Issue #672, opened 2020-04-24
dmxparse requests


paulray:
Hi @bshapiroalbert 
I have a couple requests for `dmxparse()`.

1. Could you make it work even if there is no covariance_matrix? In that case it could just use the single parameter uncertainties, and maybe emit a `log.warning()` that it is doing that?
2. I haven't tried it but the code looks like it requires that the DMX bins be continuous from an index of 1 to the maximum. But, PINT supposed to support DMX ranges that aren't continuous (e.g. if you delete a DMX bin). So, this code should work even if you have just `DMX_001`, `DMX_002`, `DMX_004`, for example)

scottransom:
@paulray How would we get the values without a covariance matrix?  I think that is basically *required* by the DMX methodology as there is a huge covariance with the average DM (and maybe a few other things).  Would like to hear from @demorest about this.  Note:  I totally agree with your #2, though.

paulray:
Maybe it is a bad idea, but I figured that DMX_nnnn should have a single parameter .uncertainty that could be used if the covariance matrix is not available. I think it is (or should be) illegal to had DM not frozen when you fit for DMX.  I assume that would be a problem either way.

bshapiroalbert:
I can definitely do number 2 right now. For number 1, I can have it output a `log.warning` and then have it try to just return any initial values of DMX instead that are already listed in the input par file, like the `DMX_nnnn.uncertainty` and `DMX_nnnn.value` and if it hasn't been fit for it should just return zero, right? But it wouldn't actually be the numbers that you want as Scott mentioned.

paulray:
Cool, sounds good! I think there is value in being able to plot the DMX time series even if you have just read it in and there are either no errors or the errors are just the uncertainties read from the par file. Doing that, with a warning, seems preferable to just having it fail.

PR #674, opened 2020-04-24
Dmxparse update

bshapiroalbert:
Requests for updates to dmxparse function from #672 have been included. The changes are as follows:
1. If there is no covariance_matrix attribute, the function will return the mean subtracted dmx values from the initial `fitter.model` as well as the initial errors from `fitter.model`. It will also print a warning that it is doing so (let me know if you'd like the warning to say something else). If there are no errors, then the DMX_vErrs should be a list of `None`'s.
┄┄┄┄┄┄
Extract the full listing above without alteration.

Issue #672, opened 2020-04-24
dmxparse requests


paulray:
Hi @bshapiroalbert 
I have a couple requests for `dmxparse()`.

1. Could you make it work even if there is no covariance_matrix? In that case it could just use the single parameter uncertainties, and maybe emit a `log.warning()` that it is doing that?
2. I haven't tried it but the code looks like it requires that the DMX bins be continuous from an index of 1 to the maximum. But, PINT supposed to support DMX ranges that aren't continuous (e.g. if you delete a DMX bin). So, this code should work even if you have just `DMX_001`, `DMX_002`, `DMX_004`, for example)

scottransom:
@paulray How would we get the values without a covariance matrix?  I think that is basically *required* by the DMX methodology as there is a huge covariance with the average DM (and maybe a few other things).  Would like to hear from @demorest about this.  Note:  I totally agree with your #2, though.

paulray:
Maybe it is a bad idea, but I figured that DMX_nnnn should have a single parameter .uncertainty that could be used if the covariance matrix is not available. I think it is (or should be) illegal to had DM not frozen when you fit for DMX.  I assume that would be a problem either way.

bshapiroalbert:
I can definitely do number 2 right now. For number 1, I can have it output a `log.warning` and then have it try to just return any initial values of DMX instead that are already listed in the input par file, like the `DMX_nnnn.uncertainty` and `DMX_nnnn.value` and if it hasn't been fit for it should just return zero, right? But it wouldn't actually be the numbers that you want as Scott mentioned.

paulray:
Cool, sounds good! I think there is value in being able to plot the DMX time series even if you have just read it in and there are either no errors or the errors are just the uncertainties read from the par file. Doing that, with a warning, seems preferable to just having it fail.

PR #674, opened 2020-04-24
Dmxparse update

bshapiroalbert:
Requests for updates to dmxparse function from #672 have been included. The changes are as follows:
1. If there is no covariance_matrix attribute, the function will return the mean subtracted dmx values from the initial `fitter.model` as well as the initial errors from `fitter.model`. It will also print a warning that it is doing so (let me know if you'd like the warning to say something else). If there are no errors, then the DMX_vErrs should be a list of `None`'s.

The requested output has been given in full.